The last thing to remember is to be kind to yourself, don’t push yourself, thinking it will be fine, chances are it wont. Allow more time than most people would to get from a to b, and try as much as possible to travel light and organised . (Ill write another post about that one soon!)


Happy Travels





The Basics

Hello and welcome to what I hope to be a great place for all my fellow travel loving spoonies out there. With this Blog I hope to share support, ideas and experiences as well as anecdotes of my life.  So lets start by getting to know me.

Just by the title, you’ve already guessed that I love travelling and I’m a spoonie.  If you don’t know what a spoonie is then check out this; Blog: https://butyoudontlooksick.com/articles/written-by-christine/the-spoon-theory/

but here are a few other details:

I am over 40. (Lets just leave that one there!)

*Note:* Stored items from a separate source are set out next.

PR #217, opened 2023-10-17
fix LegoState::VTable0x1C fake-match & implement LegoFileStream::FUN_10006030

Ramen2X:
This PR corrects LegoState::VTable0x1C to take a `LegoFileStream *` parameter instead of the initially assumed `LegoState *` parameter that happened to coincidentally work out while still retaining its' match. I've confirmed this is the correct class through dynamic analysis. It also implements LegoFileStream::FUN_10006030 (moved from `LegoState`) which is currently a 75% match. This function is tricky and I wasn't able to improve it further from around an hour's worth of testing.

### DIFF
--- a/LEGO1/legostate.cpp
+++ b/LEGO1/legostate.cpp
@@ -25,3 +25,16 @@ MxResult LegoState::VTable0x1C(LegoFileStream *p_legoFileStream)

I like to travel solo, but sometimes I travel with others.

I am an introvert.

I am  divorced  with 2 grown up kids.

I work part time in a job that I love, but I suspect that wont come up much on this blog.

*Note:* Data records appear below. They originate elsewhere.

PR #218, opened 2023-10-17
MxRegion: initial mplementation

foxtacles:
Ongoing process of implementing `MxRegion`. I've figured out the list structure, it is indeed a "list of lists" as can be observed in this WIP. 

Unfortunately my graphics programming experience is essentially non-existent so the entire purpose of this class is unclear to me as of now. Names I've assigned to the structures should most likely be changed into something that comes closer to the original intention.

I'm currently in the process of implementing `0x100c3750` which is quite massive and makes extensive use of `MxList` facilities while traversing the `MxRegionList`.

### DIFF
--- a/.vscode/settings.json
+++ b/.vscode/settings.json
@@ -1,0 +1,23 @@
+{
+    "files.associations": {
+        "functional": "cpp",
+        "deque": "cpp",
+        "algorithm": "cpp",
+        "iterator": "cpp",
+        "memory": "cpp",
+        "utility": "cpp",
+        "iosfwd": "cpp",
+        "cstdio": "cpp",
+        "cstring": "cpp",
+        "cstddef": "cpp",
+        "cstdlib": "cpp",
+        "cwchar": "cpp",
+        "map": "cpp",
+        "set": "cpp",
+        "xtree": "cpp",
+        "new": "cpp",
+        "xiosbase": "cpp",
+        "queue": "cpp",
+        "stack": "cpp"
+    }
+}
--- a/CMakeLists.txt
+++ b/CMakeLists.txt
@@ -161,6 +161,7 @@ add_library(lego1 SHARED
   LEGO1/mxramstreamcontroller.cpp
   LEGO1/mxramstreamprovider.cpp
   LEGO1/mxregion.cpp
+  LEGO1/mxregionlist.cpp
   LEGO1/mxscheduler.cpp
   LEGO1/mxsemaphore.cpp
   LEGO1/mxsmkpresenter.cpp
--- a/LEGO1/mxregion.cpp
+++ b/LEGO1/mxregion.cpp
@@ -1,11 +1,24 @@
 #include "mxregion.h"
 
+#include <limits.h>
+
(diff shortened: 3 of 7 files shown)


foxtacles:
The main challenge right now is to achieve the same inlining patterns as in the original. Right now, more functions are inlined than desired. Getting this right will probably take a good amount of experimentation similarly to the large functions in `ISLE.EXE`

Ramen2X:
Great work! I managed to match `MxRegion::vtable1c`. It's a very annoying swap, but this seems to force the register loads into the correct order.

foxtacles:
> I managed to match `MxRegion::vtable1c`. It's a very annoying swap, but this seems to force the register loads into the correct order.

Thank you! However, I believe the prior inaccuracy was purely due to compiler randomness. If you revert the function to how it was before and then move it just below `FUN_100c5280`, you will get a 100% match.

If you take your version of the function and relocate it below `Clone`, you will get the same inaccuracy as before again.

Almost certainly the function is going to keep meandering between 100% and < 100% until we have literally everything in place and nothing changes anymore. We aren't there yet, major parts of `vtable18` are still inaccurate and the involved header files are probably also going to keep changing for a while.

I guess what I'm trying to say is that in these cases, imo it makes no sense to apply "band aids" that may fix the function to 100% temporarily while it is in a certain constellation, unless it can be proven that it will be fixed permanently, which I think is not the case here.

Ramen2X:
I see. That's interesting, I didn't realize that this was the case. Thanks for letting me know! Is it best to revert this then?

foxtacles:
> I see. That's interesting, I didn't realize that this was the case. Thanks for letting me know! Is it best to revert this then?

Yeah, for the time being I'd revert it. My general rule of thumb is: if there is an inaccuracy that I can completely resolve purely by moving the function somewhere else, it's probably correct and shouldn't need further changes. There may be exceptions to this rule but I've found it generally holds true.

Ramen2X:
All done, sorry for the trouble!

foxtacles:
> All done, sorry for the trouble!

No problem! I should probably write some of this stuff into the `CONTRIBUTING.md` file since all of this rather arcane information is not obvious but important to know when working on the project.

Ramen2X:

I live in regional Victoria, Australia, near the beach, which I love.

As for my health, well, thats a saga so here are a few bits and pieces.

In 2004 I was diagnosed with Hyper Excitable Peripheral Nerve Syndrome. (Isaac Syndrome)   No one has heard of it.  There are possibly 5 or 6 people in Australia with it. Its actually so rare that I cant even find a decent website to link to,

and just because life isn’t even that simple, I also have a long list of other things:

Apparently I have fibromyalgia.  I say apparently as it was a psychologist who diagnosed this not a GP.  I have friends with Fibro, and I see what they go through, and I can see the similarities, but Ive never been entirely sure if what I experience is a part of the Isaacs Syndrome or is additional to.

I have asthma.

I have extremely low Vitamin D and Iron Levels.  The Vitamin D is managed with big dose supplements, but the Iron is causing me some grief.  Supplements haven’t worked, and so surgery is scheduled for early December.

Oh and lets not forget the big ‘C’ word.  Yep, cancer….well, I feel a bit of an imposter when I say that.  I had a stage 1 melanoma cut out of my leg early this year, and its all gone.  But I have to have 3 monthly checks and when I go into the clinic, the treat me like a cancer patient, the language they use is reassuring, but they don’t beat around the bush, I am a cancer patient. But I feel like a cancer patient is one who has been through chemo and had months of stress and pain, and so, I feel like the imposter.

Migraines.  Yep those too, although, to be honest, they are few and far between these days, thanks to living a life of much less stress.